I am very sorry to have to do this, but this page is far from meeting GA criteria. Here are some issues I found:

  • Most importantly, there are several lines without citations, two even tagged.
  • The lead's description of him is biased and subjective.
  • Excessive body sections that could be merged.
  • The use of an external link in the body is something generally discouraged (see WP:EL).
  • His discovery of the Queensland lungfish is mentioned in both the lead and infobox as a major achievement, but only brought up very briefly (and without a citation) in the body.
  • This source,[1] only used once, provides valuable, unused information about his belief in Darwinism and natural selection.
  • It's not mentioned here that the final event that led to his firing in 1874 was the theft of gold from the museum, nor that his support of Darwin was part of why he and the board had issues.
  • MOS:SURVIVEDBY
  • The infobox says he had four children, but only two "surviving" sons are mentioned in the body, implying that he had and outlived two other children who are entirely unmentioned.
  • More minor, but "née Buschhoff" and "née McPhail" should be in parentheses.

Again, I am terribly sorry for having to do this. Best wishes, and I hope that this article can be brought up to GA standards soon. An anonymous username, not my real name (talk) 15:20, 23 October 2022 (UTC)[reply]

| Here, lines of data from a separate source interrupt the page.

PR #25, opened 2024-04-08
Centralize handling of conflicts and other common errors

luksa:


pkg/reconciler/reconciler_test.go
```diff
@@ -216,6 +214,46 @@ func TestReconcile(t *testing.T) {
...
+			objects: []client.Object{
+				&v1alpha1.Istio{
+					ObjectMeta: metav1.ObjectMeta{
+						Name:       key.Name,
+						Finalizers: []string{testFinalizer},
+					},
+				},
+			},
+			setup: func(g *WithT, mock *mockReconciler) {
+				mock.reconcileError = apierrors.NewForbidden(schema.GroupResource{}, "foo", fmt.Errorf("cannot set blockOwnerDeletion in this case because cannot find RESTMapping for APIVersion ..."))
```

User:An anonymous username, not my real name . . . Thanks for the advice. So grateful. I have already made quite a number of additions and amendments in the directions that you have suggested.
However, right now, in relation to the consistent modern "references" (centred on the Australian Museum), and those references' allusions to Darwin, which I consider to be of considerable importance, currently I can find no trace of either his supposed letter to NATURE, or to any mention of him (Krefft) in any subsequent edition of Darwin's ORIGIN.
[Just BTW, I can see no value in making any reference to the modern, published challenges to "evolution", by Australian "creationists", in relation to Krefft's work -- as they are, in my view, entirely (historically) irrelevant, to the issue of what Krefft did, and the opinions that he held (especially in relation to other "religious" members of the Trustees, and, also, within the wider community of the day).]
Having said that, however, within that sort of objective-scientist vs. committed-belief-system-advocate disputes of the day -- when it seems, at the time of its publication, ORIGIN was well accepted by UK Anglicans -- it does seem significant that, at the height of the tussle between Xmas 1873 and mid-1874 two eminent clerics resigned from the board of trustees, due to their failure to agree with the actions being taken against Krefft.
I will do what I can over the next few days to see what I can find about the missing material. Once again, "Thanks". Lindsay658 (talk) 03:11, 25 October 2022 (UTC)[reply]
  1. ^ "The Australian Museum curator whose beliefs lost him a job, but won him five pounds from Charles Darwin". ABC News. 22 October 2022.